══ Dataset content ══

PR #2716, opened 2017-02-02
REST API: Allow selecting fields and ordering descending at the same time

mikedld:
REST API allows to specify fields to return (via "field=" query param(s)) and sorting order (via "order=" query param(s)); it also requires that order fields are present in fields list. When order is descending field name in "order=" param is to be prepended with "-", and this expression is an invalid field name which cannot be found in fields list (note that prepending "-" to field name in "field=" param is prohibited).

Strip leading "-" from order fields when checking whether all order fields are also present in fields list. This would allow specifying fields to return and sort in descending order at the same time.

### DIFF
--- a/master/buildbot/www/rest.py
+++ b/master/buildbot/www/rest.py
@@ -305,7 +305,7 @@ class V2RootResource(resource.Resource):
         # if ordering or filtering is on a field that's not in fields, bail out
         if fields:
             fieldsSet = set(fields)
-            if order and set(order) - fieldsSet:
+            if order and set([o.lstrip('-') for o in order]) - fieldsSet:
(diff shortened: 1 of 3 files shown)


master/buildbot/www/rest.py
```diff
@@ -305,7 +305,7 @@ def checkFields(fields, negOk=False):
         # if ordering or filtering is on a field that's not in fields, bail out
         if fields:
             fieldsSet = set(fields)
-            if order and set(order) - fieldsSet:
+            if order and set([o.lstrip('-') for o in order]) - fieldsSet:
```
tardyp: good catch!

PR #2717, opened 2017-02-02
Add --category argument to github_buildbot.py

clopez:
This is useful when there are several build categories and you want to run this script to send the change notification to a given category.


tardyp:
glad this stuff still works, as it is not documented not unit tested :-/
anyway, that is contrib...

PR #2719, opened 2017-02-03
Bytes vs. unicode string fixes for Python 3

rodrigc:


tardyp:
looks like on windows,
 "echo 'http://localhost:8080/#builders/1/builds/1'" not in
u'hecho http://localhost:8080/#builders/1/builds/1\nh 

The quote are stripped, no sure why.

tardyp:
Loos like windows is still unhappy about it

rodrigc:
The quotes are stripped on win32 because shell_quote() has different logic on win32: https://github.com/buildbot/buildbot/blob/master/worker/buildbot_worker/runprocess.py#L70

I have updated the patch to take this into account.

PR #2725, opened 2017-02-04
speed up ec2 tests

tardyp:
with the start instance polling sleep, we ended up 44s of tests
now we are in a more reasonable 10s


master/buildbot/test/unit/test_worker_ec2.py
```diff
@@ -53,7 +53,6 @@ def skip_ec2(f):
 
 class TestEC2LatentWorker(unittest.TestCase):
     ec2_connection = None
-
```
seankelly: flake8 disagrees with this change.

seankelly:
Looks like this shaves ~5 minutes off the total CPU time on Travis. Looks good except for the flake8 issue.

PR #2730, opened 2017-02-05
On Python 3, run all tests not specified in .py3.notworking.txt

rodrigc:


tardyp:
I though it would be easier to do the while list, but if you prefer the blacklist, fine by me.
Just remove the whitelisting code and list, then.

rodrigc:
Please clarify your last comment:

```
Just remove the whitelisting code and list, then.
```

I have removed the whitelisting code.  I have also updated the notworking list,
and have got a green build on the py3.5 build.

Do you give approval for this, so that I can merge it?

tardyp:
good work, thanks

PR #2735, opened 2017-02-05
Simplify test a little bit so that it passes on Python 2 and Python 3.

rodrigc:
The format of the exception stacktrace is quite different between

═══
══ Dataset content ══

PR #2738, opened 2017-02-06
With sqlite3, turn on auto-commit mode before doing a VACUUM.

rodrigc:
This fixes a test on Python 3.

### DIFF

═══

● Problem statement
Each line in the listing above from the one containing "glad this stuff" through the one containing "now we are in a more reasonable 10s" should be repeated exactly, and no other line.

● Answer to this exercise
glad this stuff still works, as it is not documented not unit tested :-/
anyway, that is contrib...

PR #2719, opened 2017-02-03
Bytes vs. unicode string fixes for Python 3

rodrigc:


tardyp:
looks like on windows,
 "echo 'http://localhost:8080/#builders/1/builds/1'" not in
u'hecho http://localhost:8080/#builders/1/builds/1\nh 

The quote are stripped, no sure why.

tardyp:
Loos like windows is still unhappy about it

rodrigc:
The quotes are stripped on win32 because shell_quote() has different logic on win32: https://github.com/buildbot/buildbot/blob/master/worker/buildbot_worker/runprocess.py#L70

I have updated the patch to take this into account.

PR #2725, opened 2017-02-04
speed up ec2 tests

tardyp:
with the start instance polling sleep, we ended up 44s of tests
now we are in a more reasonable 10s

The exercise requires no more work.